ASSIGNED TASK: Of all the lines in these entries, count those that contain "attachments" and give only the total.

DATA LISTING:
PR #7677, opened 2026-03-12
Add display version util for 12.0

thornbill:
**Changes**
Updates the dashboard to show 2 digit version numbers for anything over 10.x

**Issues**
N/A

**Code assistance**
VS Code autocomplete

### DIFF
--- a/src/utils/versions.ts
+++ b/src/utils/versions.ts
@@ -30,7 +30,11 @@ export function getDisplayVersion(version: string | null | undefined) {
 
     // For versions above 10.X, we switch to only showing major.minor to reflect the new versioning scheme.
     if (compareVersions(version, '11') >= 0) {
-        return version.split('.').slice(0, 2).join('.');
+        const parts = version.split('.');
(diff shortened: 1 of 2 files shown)


src/utils/versions.ts
```diff
@@ -0,0 +1,37 @@
...
+
+    return 0;
+}
+
+/** Formats a version (e.g., "1.2.3") string for display. */
+export function getDisplayVersion(version: string | null | undefined) {
+    if (!version) return;
+
+    // For versions above 10.X, we switch to only showing major.minor to reflect the new versioning scheme.
+    if (compareVersions(version, '11') >= 0) {
```
nielsvanvelzen, line 32: We're never gonna release a 11.0, after 10.11.0 comes 12.0. So this comment doesn't matter _that_ much, but wouldn't it be better to check for 12 instead of 11 here? And maybe even check if the last digit is 0 and display it anyway if it isn't.

nielsvanvelzen (approved):

PR #7681, opened 2026-03-13
Fix Audiobook Playback on iOS

### LINKED ISSUE #6113: iOS (Safari): background audio playback broken
**Describe The Bug**
Using Safari on iOS 18, audio playback stops working when the app goes to the background (phone going to standby or when switching the app).
The play time does continue (as can be seen in the media controls) and when switching back to safari, the track/audiobook continues. As if the jellyfin tab/Safari was simply muted; the playback does not get paused.

Furthermore, Trying to pause the playback, some seconds of the track are looped for a moment.

**Steps To Reproduce**
1. Go to a music / audiobook library 
2. Click on a song to start playing it
3. Put phone to standby/switch app
4. go back to safari, hear audio again
5. try pausing the playback

**Expected Behavior**
Playback should continue in the background. Pausing the playback should not cause looping, but directly stop playing audio.

**Logs**
None

**Screenshots**
Not applicable. If needed, I can create videos.

 - Platform: iOS (18)
 - Browser: Safari
 - Jellyfin Version: 10.9.9

**Additional Context**
Other playback works in the background as intended. See (or hear) https://tools.woolyss.com/html5-audio-video-tester/?u=woolyss.com/f/audio-sample.mp3 for example

wustus:
**Changes**
This change skips the setup of an `AudioContext` by returning early before `addGainElement(elem);` is called. The outcome is that audio playback uses the `<audio>` element directly without routing through the Web Audio API.
Since the volume cannot be controlled programmatically on iOS Safari, the skipped `GainNode` code did not work as intended anyways, it just bricked playback on iOS.

**Issues**
This PR aims to fix #6113. Due to `AudioContext` being suspended when Safari on iOS is put in the background, playback of the Audioplayer is stopped and cannot be reattached to when going back to the application.

**Code assistance**
The code needing adjustment and problem space was found using Claude. I did read up on the commented issues a bit but cannot speak to any of this with certainty. In all honesty I just wanted this issue resolved to listen to audiobooks.


wustus:
The above PR was tested on an iPhone 14 Pro, running iOS 26.3.1
With the above change I was able to listen to an Audiobook while the Jellyfin Safari app was put into background.

wustus:
https://github.com/user-attachments/assets/4ae3cf7e-4646-4fa9-a7ba-8b47003dbee4

Here's some video I recorded showing the bug and how it behaves with the implemented fix. The first two examples use my main Jellyfin server, once using the Jellyfin iOS app and the second one using the WebUI. Both times whenever I background safari, playback stops but the time progresses so that when I come back to safari and continue playing, the audio playback sometimes gets stuck in a loop.
The last example is of the patched WebUI version running in development mode on my machine.

LTe:
@wustus I do not think it is good approach. I think we should use https://developer.mozilla.org/en-US/docs/Web/API/AudioSession API and set this to `playback`. I guess this is the right context for audio in jellyfin.

With this browser should know that AudioContext should not be suspended.

wustus:
With the last commit, audio playback should work on iOS devices by default, even is Safari is put into background. Scrubbing through the audio will not work by default. To enable scrubbing, Audio Normalization must be turned off in the user settings.

LTe:
Tested manually

**Steps to reproduce:**

0. Use Safari on iOS
1. Start jellyfin web with `npm run`
2. Login as active user
3. Click on the top right corner in your profile image
4. Settings
5. Playback
6. Make sure that you have Audio Normalization enabled
7. Go to home page
8. Pick audio file (music / book).
9. Put application to background

**Expected behavior**

Music is still playing


**Actual behavior**

Music stops playing

## Video

Recording from `master` branch:

https://github.com/user-attachments/assets/54615bdc-aef0-4e02-9416-099111e1813a

Recording from this PR:

https://github.com/user-attachments/assets/775867b0-9173-4d0f-8974-3bcd2801cff5

wustus:
Thank you for extensive testing!

LTe (approved):
Tested manually https://github.com/jellyfin/jellyfin-web/pull/7681#issuecomment-4083595508

dkanada:
This seems to have fixed the background playback issue but I noticed the audio pitch was frequently jumping higher for 10-20 seconds then reverting to normal. Not sure if it's related.

wustus:
> This seems to have fixed the background playback issue but I noticed the audio pitch was frequently jumping higher for 10-20 seconds then reverting to normal. Not sure if it's related.

Thanks for testing. I'll take a look.

wustus:
> This seems to have fixed the background playback issue but I noticed the audio pitch was frequently jumping higher for 10-20 seconds then reverting to normal. Not sure if it's related.

I apologize for replying late. I was not able to reproduce this. I've listened to an audiobook and some song with high dynamics, playback was fine for both.

thornbill:
Someone else tested this and encountered the same issues that dkanada reported. This will need some additional investigation/work.

jordanmichaelrushing:
This behavior is driving my wife crazy for audiobooks so I'm going to pull it down and test with my slew of audiobook changes. I'll report back on my end in a few hours what happens with her experience. 

Edit: oh it's because of the normalization path, sorry I missed that. Ok so ideally the native player, that I guess isn't ready (is there a roadmap for that somewhere btw?), solves this (it does, I tested it). However, to fix this now I would say this is backwards. Here's my suggestion:
Instead of...
```
if (userSettings.selectAudioNormalization() == 'TrackGain') {
    normalizationGain = options.item.NormalizationGain
        ?? options.mediaSource.albumNormalizationGain;
} else if (userSettings.selectAudioNormalization() == 'AlbumGain') {
    normalizationGain =
        options.mediaSource.albumNormalizationGain
        ?? options.item.NormalizationGain;
} else {
    console.debug('normalization disabled');
    return;
}

// this avoids the AudioContext being suspended when Safari is put into background
// to allow scrubbing, Audio Normalization must be turned off in the settings
if ("audioSession" in navigator) {
    navigator.audioSession.type = "playback";
}
```

Do the audioSession.type = "playback" in the early return (normalization turned off) path:
```
if (userSettings.selectAudioNormalization() == 'TrackGain') {
    normalizationGain = options.item.NormalizationGain
        ?? options.mediaSource.albumNormalizationGain;
} else if (userSettings.selectAudioNormalization() == 'AlbumGain') {
    normalizationGain =
        options.mediaSource.albumNormalizationGain
        ?? options.item.NormalizationGain;
} else {
    console.debug('normalization disabled');
    if ("audioSession" in navigator) { // <- HERE
        navigator.audioSession.type = "playback";
    }
    return;
}
```

This means background play on iOS would only work when normalization if turned OFF, however it means users wouldn't run into a pitch issue. We would need to explain that distinction to users. Otherwise you'd want this line in both pathways (and accept that turning on normalization would introduce pitch issues). 

**Note that I have not tested this yet (I will in a few hours).**

jordanmichaelrushing:
^ Confirmed, putting this change on the denormalized early return path works and is what I would suggest we do here. If that's the agreed upon path, I might suggest a note in the normalization setting outlining this if device is iOS

thornbill:
@jordanmichaelrushing it would be a bit easier to test if you opened a pr with your change

Also what are you referring to by native player? One of the options in the Jellyfin iOS app?

anultravioletaurora:
Tested this branch on my end - background playback is working on iOS with Safari in the background and the screen locked

jordanmichaelrushing:
@thornbill correct. In the iOS hidden menu that [you built](https://github.com/jellyfin/jellyfin-ios/pull/339)

I don't really like stepping on other people's changes, that being said we haven't heard back from @wustus since April. So I'll create a separate PR this time. https://github.com/jellyfin/jellyfin-web/pull/8211

Let me know if you want me to add a little something to the description under the normalization setting

wustus:
@jordanmichaelrushing thanks for continuing on this.

MBR-0001:
superseded by https://github.com/jellyfin/jellyfin-web/pull/8211

PR #7685, opened 2026-03-14
Fix login loop

### LINKED ISSUE #7683: Logout on browser reload

### Describe the bug

Since a few days login is not reload persistent in different browsers on master (without patches) and also JMP.
Browsing works, but a reload will put me back to the login. Never had the issue before.

### Reproduction Steps

1. use current master
2. Press F5 or so
3. End up at login form

### Expected/Actual behaviour

Browsing after F5

### Logs

_No response_

### Server version

10.12.0

### Web version

10.12.0

### Build version

Release

### Platform

Linux

### Browser

Firefox, JMP

### Additional information

3rd party clients are fine.

Crashdummyy:
**Changes**

* Import AUTHORIZATION_HEADER from `@jellyfin/sdk/lib/constants` ( got moved from `/lib/api` )

**Issues**

* Fixes #7683 

**Additional Details**
The constants have been moved in this commit 'https://github.com/jellyfin/jellyfin-sdk-typescript/commit/b4c554a2ba9b42d34797a09955552cf1c200149e#diff-769911c416ccf8514d8fd941ae0abe8fb5c606ade0c218e22151a5f5f9f3d700'

### DIFF
--- a/src/strings/tr.json
+++ b/src/strings/tr.json
@@ -666,7 +666,7 @@
     "ShowTitle": "Başlığı göster",
     "Raised": "Yükseltilmiş",
     "LabelPlaylist": "Oynatma listesi",
-    "LabelPlayer": "Oyanatıcı",
+    "LabelPlayer": "Oynatıcı",
     "LabelPlaceOfBirth": "Doğum yeri",
     "LabelPersonRoleHelp": "Örnek: Dondurma kamyonu şoförü",
     "LabelPersonRole": "Rol",


src/lib/jellyfin-apiclient/connectionManager.js
```diff
@@ -225,6 +225,13 @@ export default class ConnectionManager {
         }
 
         function validateAuthentication(server, serverUrl) {
+            if (!server.AccessToken) {
```
dmitrylyzo: `!server.AccessToken` is `false` when  `validateAuthentication` is called:
https://github.com/jellyfin/jellyfin-web/blob/3169493515995962e2983645ce157c8d5a4fa8eb/src/lib/jellyfin-apiclient/connectionManager.js#L575-L576

Crashdummyy: I can safely remove it.
I thought it would be okay to have it as an additional safeguard.

The "fix" was importing the correct package

klaki892 (approved):
Tested - (Debian 13, Chrome 140.0.7339.81) 

Can confirm this fixes the reproducible issue of 'Remember Me' functionality not working currently. 

(I just spent _too much time_ tracking this down myself)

TASK OUTPUT: 3